Quant à l'écriture, cela dépend de quoi nous parlons : du geste graphique pour tracer les lettres ? De l'orthographe ? De la capacité à produire un texte ? Chacune de ces activités réclame des capacités spécifiques, dont l'acquisition s'étale depuis la grande section de maternelle jusqu'en fin d'étude (pour la production de texte).

Pourquoi certains enfants n’arrivent-ils pas à apprendre à lire ? Qu’est ce qui bloque ?

Les neurosciences ont beaucoup éclairci cette question. Depuis toujours, on a remarqué que des enfants intelligents et motivés ne parvenaient pas à lire (pas du tout ou très mal, ou en faisant beaucoup d'erreurs, ou très lentement, ou très laborieusement...), mais on ne comprenait pas bien ce qui « bloquait ». Maintenant que les mécanismes d'accès à la lecture sont quasiment élucidés au niveau cérébral, on peut concevoir que chaque étape de cet apprentissage peut, potentiellement, dysfonctionner, générant différentes formes de dyslexies. C'est évidemment très important, car selon le mécanisme défaillant, les aides, rééducations ou adaptations utiles à l'enfant seront différentes...

Quels conseils donneriez-vous aux parents qui souhaitent aider et/ou accompagner leurs enfants dans leurs apprentissages ?

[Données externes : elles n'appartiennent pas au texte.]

PR #1438, opened 2020-07-24
Debug GH Pages pipeline

achamayou:


achamayou:
Waiting for something else to merge to master, so we get a merge commit picked up via Update etc, since that's possibly what's causing trouble for GH Pages.

achamayou:
Also filed https://github.com/jumaffre/cimetrics/issues/102, because this is quite misleading metrics behaviour.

En tout premier lieu, de renoncer autant que possible aux menaces, punitions et jugements négatifs qui ne font qu'augmenter le stress de l'enfant sans l'aider en rien, ni à se motiver, ni à apprendre, ni à y trouver les satisfactions qui -  à long terme - lui permettront une scolarité de qualité. Il faut plutôt essayer de comprendre quelles difficultés rencontre l'enfant (absence de motivation, de satisfactions, obstacle momentané ou durable dans telle ou telle discipline, découragement, incompréhension de certaines notions…) et lui faire comprendre que l'on se tient à ses côtés pour le soutenir et l'aider. Ainsi, beaucoup d'enfants ont besoin d'aide pour « rentabiliser » leurs efforts (et donc les poursuivre) : il faut leur dire clairement comment on s'y prend pour apprendre une récitation, une définition, une leçon d'histoire ou les résultats d'une expérience en sciences ; leur expliquer comment on lit un roman ou une leçon d'anglais. Il faut aussi les guider pour favoriser la mémorisation à long terme des notions apprises (et non lire et relire la leçon !), les conseiller efficacement sur le planning des révisions, etc. Ces stratégies générales (on parle souvent de « méthodologie »), associées aux encouragements, sont les clés de la réussite, laquelle enclenche en boucle le cercle vertueux du plaisir et de la motivation.